そうなる前に、そしてNATO国家圏の主流にいる事実上すべての西側の「アナリスト」とは違って、トッドは、プーチンが2022年初頭に特定した好機の窓を利用することで、モスクワがウクライナだけでなくNATO全域を味方につけようとしていることを理解している。トッドは5年、つまり2027年までの終盤戦に賭けている。昨年、SMOは2025年に終了すると公式に宣言したショイグ国防相との比較は示唆的だ。

期限はどうであれ、ロシアの完全勝利、つまり勝者がすべての条件を決定することになる。交渉も、停戦も、凍結された紛争もない。

ダボス会議は「西側の勝利」を演じる
この本で明らかなように、トッドの大きな長所は、彼が歴史学と人類学を用いて西洋社会の誤った意識をダボス会議に持ち込んだことである。このようにして、例えばヨーロッパにおける非常に特殊な家族構造の研究に焦点を当てることで、彼はターボ・ネオリベラリズムの下でぶら下がっている洗脳された西洋の集団大衆から完全に逃れる方法で現実を説明することに成功している。

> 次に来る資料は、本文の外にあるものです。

PR #536, opened 2017-05-25
Reject acceptedPromise if converting method data fails

marcoscaceres:
Align with https://github.com/w3c/webpayments-methods-card/pull/23/

***
[Preview](https://s3.amazonaws.com/pr-preview/w3c/browser-payment-api/conversion.html) | [Diff](https://s3.amazonaws.com/pr-preview/w3c/browser-payment-api/a3c35fb...5896b12.html)

### DIFF
--- a/index.html
+++ b/index.html
@@ -6,8 +6,7 @@
     </title>
     <meta charset='utf-8'>
     <script src='https://www.w3.org/Tools/respec/respec-w3c-common' class=
-    'remove'>
-    </script>
+    'remove'></script>
     <script class='remove'>
     var respecConfig = {
       github: "https://github.com/w3c/browser-payment-api/",
@@ -704,11 +703,11 @@
               <var>acceptPromise</var> with that error and terminate this
               algorithm.
               </li>
-              <li>Determine which <a>payment handlers</a> support any of the
-              <a>payment method identifiers</a> given <var>identifier</var>.
-              For each resulting payment handler, if payment method specific
-              capabilities supplied by the payment handler match those provided
-              by <var>data</var>, the payment handler matches.
+              <li>Determine which <a>payment handlers</a> support
+              <var>identifier</var>. For each resulting payment handler, if
+              payment method specific capabilities supplied by the payment
+              handler match those provided by <var>data</var>, the payment
+              handler matches.
               </li>
             </ol>
           </li>
--- a/index.html
+++ b/index.html
@@ -6,7 +6,8 @@
     </title>
     <meta charset='utf-8'>
     <script src='https://www.w3.org/Tools/respec/respec-w3c-common' class=
-    'remove'></script>
+    'remove'>
+    </script>
     <script class='remove'>
     var respecConfig = {
       github: "https://github.com/w3c/browser-payment-api/",
@@ -685,8 +686,8 @@
           <li>For each <var>paymentMethod</var> tuple in
           <var>request</var>.<a>[[\serializedMethodData]]</a>:
             <ol>
-              <li>Let <var>identifier</var> be the first element in the <var>
-                paymentMethod</var> tuple.
+              <li>Let <var>identifier</var> be the first element in the
+              <var>paymentMethod</var> tuple.
               </li>
               <li>Let <var>data</var> be the result of <a data-cite=
               "!ECMA-262-2015#sec-json.parse">JSON-parsing</a> the second
@@ -703,9 +704,11 @@
               <var>acceptPromise</var> with that error and terminate this
               algorithm.
               </li>
-              <li>If payment method specific capabilities supplied by the
-              payment handler match those provided by <var>data</var>, the
-              payment handler matches.
+              <li>Determine which <a>payment handlers</a> support any of the
+              <a>payment method identifiers</a> given <var>identifier</var>.
+              For each resulting payment handler, if payment method specific
+              capabilities supplied by the payment handler match those provided
+              by <var>data</var>, the payment handler matches.
               </li>
             </ol>
           </li>
--- a/index.html
+++ b/index.html
@@ -700,8 +700,8 @@
                   <li>If required by the specification that defines the
                   <var>handler</var>, <a data-cite=
                   "!WEBIDL#dfn-convert-ecmascript-to-idl-value">convert</a>
-                  <var>data</var> to an IDL value. If it results in a error,
-                  reject <var>acceptPromise</var> with that error an terminate
+                  <var>data</var> to an IDL value. If it results in an error,
+                  reject <var>acceptPromise</var> with that error and terminate
                   this algorithm.
                   </li>
                   <li>If payment method specific capabilities supplied by the
--- a/index.html
+++ b/index.html
@@ -693,9 +693,20 @@
               </li>
               <li>Determine which <a>payment handlers</a> support any of the
               <a>payment method identifiers</a> given <var>identifiers</var>.
-              For each resulting payment handler, if payment method specific
-              capabilities supplied by the payment handler match those provided
-              by <var>data</var>, the payment handler matches.
+              </li>
+              <li>For each <var>handler</var> of the resulting payment
+              handlers:
+                <ol>
+                  <li>If required by the specification that defines the
+                  <var>handler</var>, <a data-cite=
+                  "!WEBIDL#dfn-convert-ecmascript-to-idl-value">convert</a>
+                  <var>data</var> to an IDL value. Rethrow any exceptions.
+                  </li>
+                  <li>If payment method specific capabilities supplied by the
+                  payment handler match those provided by <var>data</var>, the
+                  payment handler matches.
+                  </li>
+                </ol>
               </li>
             </ol>
           </li>
--- a/index.html
+++ b/index.html
@@ -688,21 +688,25 @@
               <li>Let <var>identifiers</var> be the first element in the <var>
                 paymentMethod</var> tuple.
               </li>
-              <li>Let <var>data</var> be the second element in
-              <var>paymentMethod</var> tuple.
+              <li>Let <var>data</var> be the result of <a data-cite=
+              "!ECMA-262-2015#sec-json.parse">JSON-parsing</a> the second
+              element in <var>paymentMethod</var> tuple.
               </li>
-              <li>Determine which <a>payment handlers</a> support any of the
-              <a>payment method identifiers</a> given <var>identifiers</var>.
+              <li>Let <var>methods</var> be a list of <a>payment methods</a>
+              that support <var>identifiers</var>.
               </li>
-              <li>For each <var>handler</var> of the resulting payment
-              handlers:
+              <li>For each <var>paymentMethod</var> of <var>methods</var>:
                 <ol>
                   <li>If required by the specification that defines the
-                  <var>handler</var>, <a data-cite=
+                  <var>paymentMethod</var>, then <a data-cite=
                   "!WEBIDL#dfn-convert-ecmascript-to-idl-value">convert</a>
-                  <var>data</var> to an IDL value. If it results in an error,
-                  reject <var>acceptPromise</var> with that error and terminate
-                  this algorithm.
+                  <var>data</var> to an IDL value. Otherwise, <a data-cite=
+                  "!WEBIDL#dfn-convert-ecmascript-to-idl-value">convert</a> to
+                  <a data-cite="!WEBIDL#idl-object">object</a>.
+                  </li>
+                  <li>If conversion results in an error, reject
+                  <var>acceptPromise</var> with that error and terminate this
+                  algorithm.
                   </li>
                   <li>If payment method specific capabilities supplied by the
                   payment handler match those provided by <var>data</var>, the
--- a/index.html
+++ b/index.html
@@ -700,7 +700,9 @@
                   <li>If required by the specification that defines the
                   <var>handler</var>, <a data-cite=
                   "!WEBIDL#dfn-convert-ecmascript-to-idl-value">convert</a>
-                  <var>data</var> to an IDL value. Rethrow any exceptions.
+                  <var>data</var> to an IDL value. If it results in a error,
+                  reject <var>acceptPromise</var> with that error an terminate
+                  this algorithm.
                   </li>
                   <li>If payment method specific capabilities supplied by the
                   payment handler match those provided by <var>data</var>, the
--- a/index.html
+++ b/index.html
@@ -685,34 +685,27 @@
           <li>For each <var>paymentMethod</var> tuple in
           <var>request</var>.<a>[[\serializedMethodData]]</a>:
             <ol>
-              <li>Let <var>identifiers</var> be the first element in the <var>
+              <li>Let <var>identifier</var> be the first element in the <var>
                 paymentMethod</var> tuple.
               </li>
               <li>Let <var>data</var> be the result of <a data-cite=
               "!ECMA-262-2015#sec-json.parse">JSON-parsing</a> the second
               element in <var>paymentMethod</var> tuple.
               </li>
-              <li>Let <var>methods</var> be a list of <a>payment methods</a>
-              that support <var>identifiers</var>.
+              <li>If required by the specification that defines the
+              <var>identifer</var>, then <a data-cite=
+              "!WEBIDL#dfn-convert-ecmascript-to-idl-value">convert</a>
+              <var>data</var> to an IDL value. Otherwise, <a data-cite=
+              "!WEBIDL#dfn-convert-ecmascript-to-idl-value">convert</a> to
+              <a data-cite="!WEBIDL#idl-object">object</a>.
               </li>
-              <li>For each <var>paymentMethod</var> of <var>methods</var>:
-                <ol>
-                  <li>If required by the specification that defines the
-                  <var>paymentMethod</var>, then <a data-cite=
-                  "!WEBIDL#dfn-convert-ecmascript-to-idl-value">convert</a>
-                  <var>data</var> to an IDL value. Otherwise, <a data-cite=
-                  "!WEBIDL#dfn-convert-ecmascript-to-idl-value">convert</a> to
-                  <a data-cite="!WEBIDL#idl-object">object</a>.
-                  </li>
-                  <li>If conversion results in an error, reject
-                  <var>acceptPromise</var> with that error and terminate this
-                  algorithm.
-                  </li>
-                  <li>If payment method specific capabilities supplied by the
-                  payment handler match those provided by <var>data</var>, the
-                  payment handler matches.
-                  </li>
-                </ol>
+              <li>If conversion results in an error, reject
+              <var>acceptPromise</var> with that error and terminate this
+              algorithm.
+              </li>
+              <li>If payment method specific capabilities supplied by the
+              payment handler match those provided by <var>data</var>, the
+              payment handler matches.
               </li>
             </ol>
           </li>


index.html
```diff
@@ -693,9 +693,20 @@
...
-              capabilities supplied by the payment handler match those provided
-              by <var>data</var>, the payment handler matches.
+              </li>
+              <li>For each <var>handler</var> of the resulting payment
+              handlers:
+                <ol>
+                  <li>If required by the specification that defines the
+                  <var>handler</var>, <a data-cite=
+                  "!WEBIDL#dfn-convert-ecmascript-to-idl-value">convert</a>
+                  <var>data</var> to an IDL value. Rethrow any exceptions.
```
domenic: You can't throw an exception from in parallel.

It seems unlikely we want to error if the user installs a payment handler which doesn't accept the provided _data_. Maybe if *none* of their installed handlers do... but that's already covered by the next step.

domenic (changes requested):

index.html
marcoscaceres: > You can't throw an exception from in parallel.

Ah yeah, will reject acceptPromise. 

> It seems unlikely we want to error if the user installs a payment handler which doesn't accept the provided data. 

Sure... but... 

> Maybe if none of their installed handlers do... but that's already covered by the next step.

Ok, but something bad needs to happen with invalid data? I'm confused about where that should go.

domenic: Sure, if the data is invalid for *all* payment apps, then the next step (which already exists) will fail. But we need to give every payment app a chance. If one succeeds, but 3 fail, it's not invalid data.

marcoscaceres:
To be clear, trying to solve for:

```JS 
const methodData = [{
  supportedMethods: ["basic-card", "https://foo.com/pay"],
  data: { supportedTypes: ['THIS IS NOT A VALID ENUM VALUE!!'] }
}];
try {
 // When converting data, should `supportedTypes` cause `acceptPromise` to reject?
} catch(err) {

}
```

domenic:
That is already rejected before this PR, since no payment handlers support that data, so the next step takes care of rejecting the promise.

What this PR starts rejecting is:

```js
const methodData = [{
  supportedMethods: ["basic-card", "bitcoin"],
  data: { supportedTypes: "credit" }
};
```

because "bitcoin" doesn't support "credit".

Is that intentional? It seems wrong to me; instead it makes more sense to me to do what the spec currently says, and display UI for paying with basic-card/credit, and ignore the bitcoin supported method.

EDIT: switched from "visa" to "credit" (the latter is actually a valid supportedType for basic-card).

index.html
marcoscaceres: Ok, got you. So we just ignore bad conversions as "unsupported". I guess as long as we notify the developer of bad conversions in the error console, that should be ok (or else it's gonna be hard to debug).

marcoscaceres:
this still feels super messed up to me. You could potentially end up with completely incompatible data types and property name clashes. 

```
const methodData = [{
  supportedMethods: ["basic-card", "bitcoin"],
  data: { supportedTypes: "bitcoin-specific" }
};
```

domenic:
Yeah, definitely. I don't understand why supportedMethods is an array at all; it seems strange to think that the same `data` would make sense for multiple methods. Usually it doesn't, I assume, so that's why it doesn't make sense to me to error on mismatch, because it seems like any time you have 2+ supportedMethods, you're always going to get at least one mismatch.

In other words, given that we have supportedMethods being an array, the current spec seems better than requiring `data` to work for all supportedMethods.

marcoscaceres:
> Usually it doesn't, I assume, so that's why it doesn't make sense to me to error on mismatch, because it seems like any time you have 2+ supportedMethods, you're always going to get at least one mismatch.

I can only assume this was done with the assumption that `.data` would be the same type for the array of `supportedMethods` - even if potentially false.  

Ideally, you then want: 

```JS
const methodData = [{
  supportedMethods: ["basic-card", "https://bank.com/basic-card"],
  data: { supportedTypes: "visa" }
}, {
  supportedMethods: ["crypto-currency", "https://bit.com/coin"],
  data: { cryptoCurrencyThing: "thing" }
}];
```

So you don't mix types. If you mix data types, this is going to all come crashing down.

marcoscaceres:
@domenic, the more I think I about it, the more I think we should reject `acceptPromise` if there is a `.data` type mismatch during conversion. 

I can't think of any valid use case for mixing `.data` types.

marcoscaceres:
For those watching at home, the following would be all fine: 

```JS
const methodData = [{
  // Must match "basic-card" spec, undergoes conversion
  supportedMethods: ["https://bank.com/any-type", "basic-card"],
  // .data MUST BE `BasicCardRequest`, because "basic-card" present. 
  data: { supportedTypes: ["visa"] } 
}, {
  // Must match "tokenized-thing" spec, undergoes conversion
  supportedMethods: ["tokenized-thing", "https://bit.com/coin", "https://bank.com/any-type"],
  data: { cryptoCurrencyThing: "thing" }
}, {
  // .data treated as a normal object, no dictionary conversion. 
  supportedMethods: ["https://foo.com/bar", "https://bank.com/any-type"],
  data: { foo: "bar", "thumb": "drive", anything: "goes" }
}];
```

But:

```JS
const methodData = [
  // This would cause a rejection, iff "future-card" is supported:
  {
    supportedMethods: ["https://foo.com/future-card", "future-card"],
    data: { supportedTypes: ['THIS IS NOT A VALID VALUE!!'] }
  }, 
  // iff "future-card" is not supported, this one is still ok:
  {
    supportedMethods: ["https://foo.com/tokenized-thing", "tokenized-thing"],
    data: {   tokensAreFancy: true   }
  },
  {
   // This also throws
    supportedMethods: ["basic-card", "nonbasic-card"],
    data: { supportedTypes: "credit" }
  } 
]
```

adrianhopebailie:
@marcoscaceres and @domenic this was discussed at some length on a WG call a few weeks ago and has been a niggling issue since pretty much the first payment method spec was written.

My understanding from @rsolomakhin and @zkoch was that the data is treated as an opaque object and no validation is done against the IDL in the payment method spec.

The browser passes the opaque data onto the payment handler which then parses it and uses it. If it is invalid then the response from the handler will indicate this.

The `basic-card` payment method is "special" because the handler is internal to the browser but the implementation of how the data is validated shouldn't be exposed in the Payment Request spec.

Before you say: "But we need to look at the filters like `supportedTypes` before the data is passed to the handler". I know.

In an ideal world each `PaymentMethodData` would have:
1. A set of identifiers it applies to
2. A blob of opaque data that the browser ignores and simply passes to the handler
3. A set of filters used to filter handlers based on their capabilities

The proposal to add a new member `filters` was rejected on the basis that Chrome have already deployed this and moving `supportedTypes` from `data` to `filters` is too disruptive.

Another way to solve this is that we are revisiting the idea of handlers defining a function which is presented with the opaque `data` and can respond `true`/`false` if they will be able to handle the payment.

marcoscaceres:
> On 25 May 2017, at 7:16 pm, Adrian Hope-Bailie <notifications@github.com> wrote:
> 
> @marcoscaceres and @domenic this was discussed at some length on a WG call a few weeks ago and has been a niggling issue since pretty much the first payment method spec was written.
> 
> My understanding from @rsolomakhin and @zkoch was that the data is treated as an opaque object and no validation is done against the IDL in the payment method spec.
> 

This is not correct. Please see:
https://github.com/w3c/webpayments-methods-card/pull/23

If we don't want IDL conversion, then why would we use WebIDL? 

WebIDL is not a data-structure definition language: it's a system for type coercion and moving things between c++ and js. Thus, we can't say on one hand "oh! It's Web IDL..." but then "it's an opaque blob". 

If we really don't want WebIDL, then we should not use it as the basis for BasicCardRequest.

> The browser passes the opaque data onto the payment handler which then parses it and uses it. If it is invalid then the response from the handler will indicate this.
> 

Again, this doesn't match what basic card spec says. 

> The basic-card payment method is "special" because the handler is internal to the browser but the implementation of how the data is validated shouldn't be exposed in the Payment Request spec.
> 

I'm sorry, but again you are mistaken. It's not special and it's not treated as special. Anything can act as a "basic-card" handler (including proprietary payment methods denoted by a URL) if registered to handle that type.

Also, if it's expected to be a basicCardRequest, then it must be treated as WebIDL or we should stop using WebIDL to represent BasicCardRequest. 

> Before you say: "But we need to look at the filters like supportedTypes before the data is passed to the handler". I know.
> 
I don't think this is where we were going. 

> In an ideal world each PaymentMethodData would have:
> 
> A set of identifiers it applies to
> A blob of opaque data that the browser ignores and simply passes to the handler
This seems like a massive security risk. Passing arbitrary data to apps that are expecting well-structured payment requests seems extremely bad. 

I don't think I would want to do that. 

> A set of filters used to filter handlers based on their capabilities

This doesn't match the spec. 

> The proposal to add a new member filters was rejected on the basis that Chrome have already deployed this and moving supportedTypes from data to filters is too disruptive.
> 
> Another way to solve this is that we are revisiting the idea of handlers defining a function which is presented with the opaque data and can respond true/false if they will be able to handle the payment.
> 

No, we are fine to work with the current structure: we just need to define some simple rules to avoid the insanity of arbitrary .data types (at least, that's my opinion). That's why I'm proposing having .data be converted to the PMI's data type (when not null).

domenic:
Neither of the two cases you state are the ones I am worried about. The one I am worried about is

```js
const methodData = [{
  supportedMethods: ["basic-card", "nonbasic-card"],
  data: { supportedTypes: "credit" }
}];
```

where nonbasic-card does not support the "credit" type (instead e.g. only "debit" or "giftcard").

I'd like the WG to discuss and pick one of the following:

1. If data applies to any of the supportedMethods, then show() works, presenting a UI for the subset of supportedMethods that accept the data. (Current spec)
1. Only if data applies to *all* of the supportedMethods does show() work; otherwise it rejects. (Your proposal in this PR)

If a position on this was previously documented please link me to it :). I don't otherwise feel comfortable changing this in an "editorial" PR.

adrianhopebailie:
> This is not correct. Please see:
> w3c/webpayments-methods-card#23

I already commented there. You are currently proposing a lot of spec changes with no context of the conversations that have already gone on relating to this topic. My request is to understand the reasons behind the current design before you merge this in and change it.

> If we don't want IDL conversion, then why would we use WebIDL?

That is what I asked a long time ago. But at the time nobody could see the impact of the decision to stick with WebIDL so the issue went stale and was closed by @ianbjacobs 

Please have a look at: https://github.com/w3c/browser-payment-api/issues/132

> WebIDL is not a data-structure definition language: it's a system for type coercion and moving things between c++ and js. Thus, we can't say on one hand "oh! It's Web IDL..." but then "it's an opaque blob".

> If we really don't want WebIDL, then we should not use it as the basis for BasicCardRequest.

Exactly! Where were you when I logged the above issue over a year ago? :smile:

Note that the only arguments in that thread in favour of using Web IDL essentially boil down to: "It's a nice data-structure definition language".

>> The browser passes the opaque data onto the payment handler which then parses it and uses it. If it is invalid then the response from the handler will indicate this.

> Again, this doesn't match what basic card spec says.

I'm not sure I follow. The basic card spec says nothing about how the browser handles this data.

>> The basic-card payment method is "special" because the handler is internal to the browser but the implementation of how the data is validated shouldn't be exposed in the Payment Request spec.

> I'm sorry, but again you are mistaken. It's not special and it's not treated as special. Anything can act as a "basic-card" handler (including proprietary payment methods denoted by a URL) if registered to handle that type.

言うまでもなく、トッドの現実に基づいた本は、ダボス会議のエリートたちの間ではヒットしないだろう。今週のダボス会議で起きていることは、非常に示唆に富んでいる。すべてが公開されているのだ。

有害なEUのメドゥーサ・フォン・デア・ライエン、好戦的なNATOのストルテンベルグ、キエフでスウェットシャツのおもちゃと握手するブラックロック、JPモルガン、その他の有力者たちなど、いつもの容疑者たちの中で、「西側の勝利」のメッセージは一枚岩だ。

戦争は平和だ。ウクライナは負けていないし、ロシアは勝っていない。私たちに異を唱えれば、どんなことでも「ヘイトスピーチ」として検閲される。私たちは新世界秩序を望んでいる-あなたたち謙虚な有象無象がどう思おうと-そして今それを望んでいる。

そして、万策尽きたら、プレハブの疾病Xがあなたを迎えに来るだろう。